Issue #407, opened 2023-05-26
SQL Server error 8003 "too many parameters" on large seed with dbt-sqlserver >= 1.4.1


NicolasPA:
From `dbt-sqlserver` >= 1.4.1, when running one of our big seed, we're getting the SQL Server 2016 error 8003:
> The incoming request has too many parameters. The server supports a maximum of 2100 parameters. Reduce the number of parameters and resend the request.

Would there be a query generated by DBT with a very large `where` condition?

The failing seed is 2.2 MB, 10 columns x 17k rows, including 3 large columns around `varchar(250)`.
We have another smaller, but still big, seed that woks just fine with 1.4 MB, 5 columns x 24k rows.

For now, we're stuck with  `dbt-sqlserver` ==1.3.2 because 1.4.0 has issues with indexes and versions above have the issue described above with the seed.

Despite this issue, it's been a great experience working with `dbt-sqlserver`, thanks for your work!

NicolasPA:
Thank you for pointing out the batch size config!
I will try when I can.

NicolasPA:
Sorry to come back so late, we tested overwriting the macro and it indeed worked, thank you !
We also tried setting [`max_batch_size`](https://docs.getdbt.com/reference/resource-configs/mssql-configs#seeds) but that didn't work.

I think it would still require a systematic solution to avoid this workaround.

lucaslortiz:
There are two issues here:
1) The [max_batch_size](https://docs.getdbt.com/reference/resource-configs/mssql-configs#seeds) var is not working

2) Even though this workaround worked in your case, it is not the final solution. The size of the batch is calculated based on the maximum number of parameters allowed, as you can see below. The issue is that it considered 2100 to be the maximum, while the real value is 2098 ([reference here](https://stackoverflow.com/questions/8050091/sqlcommand-maximum-parameters-exception-at-2099-parameters)). In some specific cases, it will still fail, even if you set a lower number for the batch - for example, if you have 21 columns and more than 2100 rows, with a batch of 100.

[Calculated maximum number of parameters](https://github.com/dbt-msft/dbt-sqlserver/blob/master/dbt/include/sqlserver/macros/materializations/seeds/helpers.sql)
![image](https://github.com/dbt-msft/dbt-sqlserver/assets/82912062/ebc79e39-3135-4db3-b100-ba880b28f161)

I'll create a PR shortly.

joshmarkovic:
[...]

PR #438, opened 2023-08-21
Fix calc_batch_size maximum number of parameters allowed

lucaslortiz:
Fixing issue #407

The correct maximum number of parameters is 2098, not 2100, as previously set.
Reference [here](https://stackoverflow.com/questions/8050091/sqlcommand-maximum-parameters-exception-at-2099-parameters).


matsonj:
@sdebruyn can we get a review on this one? Good work here by Lucas to get this fixed and its a regression vs 1.3

PR #606, opened 2025-04-07
sqlserver_column.py: Handle string dtype of nvarchar

Cogito:
nvarchar is not considered a string in the base adapter, nor in the fabric adapter. This leads to issues when dealing with nvarchar columns, such as in https://github.com/dbt-msft/dbt-sqlserver-utils/blob/master/macros/sql/union.sql

In this commit we add nvarchar to the list of string dtypes, return the correct string_size for nvarchar (which is doubled by default), and use the correct dtype in string_type.

I believe this mishandling of nvarchar is the root cause of https://github.com/dbt-msft/dbt-sqlserver/issues/446

I ran into this issue when unioning multiple relations which used nvarchar. The generated code had no string length specified for the nvarchar fields, which resulted in the default string length of 30 being used.

I'm not sure if how I handle string_type is best, as it is a class method in the base class, but I think we want it to be instance specific as that is how the dtypes are handled.

Additionally, I'm not sure why char_size is twice the string length for nvarchar but I noticed it in my testing which is why I halve it in string_size(). I do understand that nvarchar uses twice the bytes as varchar, so suspect it is related, but I don't know if we would want to fix char_size to be the actual number of characters or just fix it in string_size.

### DIFF
--- a/dbt/adapters/sqlserver/sqlserver_column.py
+++ b/dbt/adapters/sqlserver/sqlserver_column.py
@@ -20,3 +20,31 @@ class SQLServerColumn(FabricColumn):
             "serial8",
             "int",
         ]
+
+    def is_string(self) -> bool:
+        return self.dtype.lower() in [
+            "text",
+            "character varying",
+            "character",
+            "varchar",
+            "nvarchar",
+        ]
+
+    def string_size(self) -> int:
+        if not self.is_string():
+            raise DbtRuntimeError("Called string_size() on non-string field!")
+
+        if self.dtype == "text" or self.char_size is None:
+            # char_size should never be None. Handle it reasonably just in case
+            return 256
+        elif self.dtype.lower() == "nvarchar":
+            # char_size is doubled for nvarchar
+            return int(self.char_size // 2)
+        else:
+            return int(self.char_size)
+
+    def string_type(self, size: int) -> str:
+        if self.dtype:
+            return f"{self.dtype}({size if size > 0 else '8000'})"
+        else:
+            return f"varchar({size if size > 0 else '8000'})"
--- a/dbt/adapters/sqlserver/sqlserver_column.py
+++ b/dbt/adapters/sqlserver/sqlserver_column.py
@@ -1,4 +1,5 @@
 from dbt.adapters.fabric import FabricColumn
+from dbt_common.exceptions import DbtRuntimeError
 
 
 class SQLServerColumn(FabricColumn):
--- a/dbt/include/sqlserver/macros/adapter/columns.sql
+++ b/dbt/include/sqlserver/macros/adapter/columns.sql
@@ -48,3 +48,36 @@
     {% do run_query(rename_column) %}
 
 {% endmacro %}
+
+{% macro sqlserver__get_columns_in_relation(relation) -%}
+    {% set query_label = apply_label() %}
+    {% call statement('get_columns_in_relation', fetch_result=True) %}
+        {{ get_use_database_sql(relation.database) }}
+        with mapping as (
+            select
+                row_number() over (partition by object_name(c.object_id) order by c.column_id) as ordinal_position,
+                c.name collate database_default as column_name,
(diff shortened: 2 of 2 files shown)


Cogito:
apologies for the noise, I renamed the branch which closed the first pull request

Benjamin-Knight:
> Additionally, I'm not sure why char_size is twice the string length for nvarchar but I noticed it in my testing which is why I halve it in string_size(). I do understand that nvarchar uses twice the bytes as varchar, so suspect it is related, but I don't know if we would want to fix char_size to be the actual number of characters or just fix it in string_size.

nvarchar uses twice the number byte pairs to store a characters as it has the extended character set, hence it only goes to nvarchar(4000) compared to varchar(8000) even though they take the same amount of storage space.

Cogito:
My reading of the existing code is that char_size should be the declared maximum number of characters allowed, not the number of bytes allocated.

Anywhere it is used it is assumed to be the number of characters. To date I doubt many are using it at all, as nvarchar is not currently a string type so the width of any columns being created is being set to the default (which is 30 I think everywhere?)

As per https://stackoverflow.com/questions/37187654/alternative-to-sys-columns-max-length we could potentially use INFORMATION_SCHEMA.COLUMNS instead of sys.columns in https://github.com/microsoft/dbt-fabric/blob/d3b8665f4e116d0fcbd14e544071f5d3cf7eb15e/dbt/include/fabric/macros/adapters/columns.sql#L9

This would probably require us maintaining a fork of that macro in https://github.com/dbt-msft/dbt-sqlserver/blob/master/dbt/include/sqlserver/macros/adapter/columns.sql unless we can get it fixed in the fabric adapter. Fabric doesn't have nvarchar datatypes so not sure if it makes sense for them to fix it there or not.

Benjamin-Knight:
A SQL server specific version of the macro that gets the data seems the safest method to me, as you say it will not be implemented at the Fabric level.

That should mean that the only code change would need to be the update to is_string to handle nchar and nvarchar.

We will want a variation of https://github.com/microsoft/dbt-fabric/blob/main/tests/functional/adapter/test_column_types.py as well to support the new nvarchar and nchar handling.

Cogito:
bumping this, what is needed to get it merged? @Benjamin-Knight do you know?

axellpadilla:
Thanks for the patch. I re-checked both official `master` and this branch and adding this note for future use.

Official `master` already has the SQL metadata part of the fix in `sqlserver__get_columns_in_relation`: it reads from `sys.columns` / `sys.types` and divides `max_length` by 2 for `nchar`, `nvarchar`, and `sysname`, which is correct because SQL Server reports those lengths in bytes.

The remaining gap on official `master` is in `SQLServerColumn`: `is_string()` only includes `varchar` and `char`, so `nvarchar` / `nchar` can still fall through to `return self.dtype`. In the add-column path, that can emit bare `nvarchar`, which SQL Server treats as `nvarchar(1)`.

This branch fixes that core issue by adding `nvarchar` and `nchar` to `is_string()` and rendering string types through an instance-aware method, so `nvarchar(100)` is emitted as `nvarchar(100)` instead of bare `nvarchar`.

For the final PR, I suggest keeping the scope narrow:

* keep the current `master` metadata query behavior;
* keep the instance-aware rendering for `nvarchar` / `nchar`;
* include `nvarchar` and `nchar` in `is_string()`;

We need more fixes for different types that I'm using on my personal patched to reach feature parity, but this means tables get alter tables and could even try to alter enourmous tables, we should gate type expansion for big tables @Benjamin-Knight , that is what I did to avoid problems, big tables change of types should be handled by the admins instead of running posible long locking or dead locks alters, but this is another issue.

Cogito:
Hi @axellpadilla, do we need updates made to this branch? What you've written makes sense but not sure if changes needed here.

axellpadilla:
@Cogito an expanding this  and adding a feature flag for the new behavior, related, #701, this is superseeded by a new pr

PR #608, opened 2025-04-12
Update testing matrix

Benjamin-Knight:
Update the unit and integration tests to no longer test against Python 3.8 as DBT does not support this version.


Benjamin-Knight:
Close as completed via #598

PR #610, opened 2025-05-03
Fix: Handle view materialization alterations

axellpadilla:
This pr addresses the following:

- Modifies the create view macro to use **create or alter** view when the view already exists, preventing errors during re-materialization.
- Updates the view materialization logic to correctly avoid renaming if no table exists.
- Adds test cases to verify that materializing an existing view updates its definition correctly, including column changes, previous grants and avoids table changes if view fails.
- Added grants migration and tests
- Added no-op when view needs no changes to avoid locks on schemas


axellpadilla:
Hi @cody-scott , did you have any time to review this? Maybe you could authorize some extra hands to make reviews or even maintainers, thing is, on sql server a drop/create view are 2 steps and plenty of system tables modifications, while alter is 1 step and less overhead, this should be a high impact change for big dbt projects (it is for my use cases).

dbt/include/sqlserver/macros/relations/views/create.sql
Benjamin-Knight, line 1: Could we replace the loading of the cached relation and the branching with a simple CREATE OR ALTER VIEW statement? Supported since SQL server 2016 and the only version older than that which is supported is SQL 2014 with some very long term extended support contract in place so it seems safe to assume everyone has this syntax available.

dbt/include/sqlserver/macros/materializations/models/view/view.sql
Benjamin-Knight, line 1: You've changed this and are no longer using the intermediates that this macro creates and have swapped the build order.

Because you are not renaming the old relation and then building the new one, if that build fails its inconsistent.

That leaves the risk of if the view is not valid that it will clean up the existing relation and then not create the new one corrupting the deployment, I think this would work for the view->view that you have the test for. But if we are going from a table->view I think this could break.

Benjamin-Knight (dismissed):
Based on the potential issue with the view.sql changes I think this change is missing 3 test paths, 1 is optional, that the base dbt tests are not covering. 

Going from a table -> view needs checking.
Ensuring that if the new view definition is incorrect that we do not break the deployment.

The optional path would be that the request has 'non-dbt grants deletion' as part of the reason to make this change. You could add in a test to ensure that this path preserves these, partly as a regression test but also because of the all the intermediate objects in the macro to ensure that grants persist across that dance.,

dbt/include/sqlserver/macros/materializations/models/view/view.sql
axellpadilla: you were right thanks, adding a test to test rollback

axellpadilla:
@Benjamin-Knight added the no-op please check if a good solution and merge or change when ready

Benjamin-Knight:
That new grant logic, it takes grants from tables and applies to to views, have you tested it with grants that would only apply for tables like an insert grant? I think SQL will complain if you try and grant something like that to a view.

axellpadilla:
> That new grant logic, it takes grants from tables and applies to to views, have you tested it with grants that would only apply for tables like an insert grant? I think SQL will complain if you try and grant something like that to a view.

SQL Server natively allows you to grant INSERT, UPDATE, and DELETE permissions on views, just as you would on a table. The GRANT statement itself will execute perfectly fine. The action of actually using it probably not if the view isn't writable.

axellpadilla:
@Benjamin-Knight hardened the concept, it only passes waranted compatible grants, should be ready to merge after v1.9 branched

joshmarkovic:
This is an excellent change! Let me know if I can help get this over the finish line in any way

axellpadilla:
> This is an excellent change! Let me know if I can help get this over the finish line in any way

Yes please review it, if you think is ready let us know, feedback is appreciated, we already preparing this for v1.10

PR #617, opened 2025-07-14
Support new encryption options

LuisMunozVillarreal:
As per the documentation, this change adds support for all the new encryption options

https://learn.microsoft.com/en-us/sql/relational-databases/security/networking/tds-8?view=sql-server-ver17#additional-changes-to-connection-string-encryption-properties  # noqa: E501
EncryptType = Literal[
    "true",
    "yes",
    "mandatory",
    "strict",
    "optional",
    "false",
    "no",
    True,
    False,

### DIFF
--- a/dbt/adapters/sqlserver/sqlserver_connections.py
+++ b/dbt/adapters/sqlserver/sqlserver_connections.py
@@ -103,7 +103,10 @@ class SQLServerConnectionManager(FabricConnectionManager):
         assert credentials.encrypt is not None
         assert credentials.trust_cert is not None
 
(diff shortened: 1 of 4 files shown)


LuisMunozVillarreal:
This change passed tests on my fork while using this repo's docker images:
- Unit tests: https://github.com/LuisMunozVillarreal/dbt-sqlserver/actions/runs/16273179409
- Integration: https://github.com/LuisMunozVillarreal/dbt-sqlserver/actions/runs/16273179406

Last commit fails because I reverted the workflows to use the current repo images and my fork doesn't have the necessary images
----
§ **Task item**
From the records above, retype only the lines starting at the line that contains "A SQL server" and ending at the line that contains "The remaining gap", both included.

§ **Task solution**
A SQL server specific version of the macro that gets the data seems the safest method to me, as you say it will not be implemented at the Fabric level.

That should mean that the only code change would need to be the update to is_string to handle nchar and nvarchar.

We will want a variation of https://github.com/microsoft/dbt-fabric/blob/main/tests/functional/adapter/test_column_types.py as well to support the new nvarchar and nchar handling.

Cogito:
bumping this, what is needed to get it merged? @Benjamin-Knight do you know?

axellpadilla:
Thanks for the patch. I re-checked both official `master` and this branch and adding this note for future use.

Official `master` already has the SQL metadata part of the fix in `sqlserver__get_columns_in_relation`: it reads from `sys.columns` / `sys.types` and divides `max_length` by 2 for `nchar`, `nvarchar`, and `sysname`, which is correct because SQL Server reports those lengths in bytes.

The remaining gap on official `master` is in `SQLServerColumn`: `is_string()` only includes `varchar` and `char`, so `nvarchar` / `nchar` can still fall through to `return self.dtype`. In the add-column path, that can emit bare `nvarchar`, which SQL Server treats as `nvarchar(1)`.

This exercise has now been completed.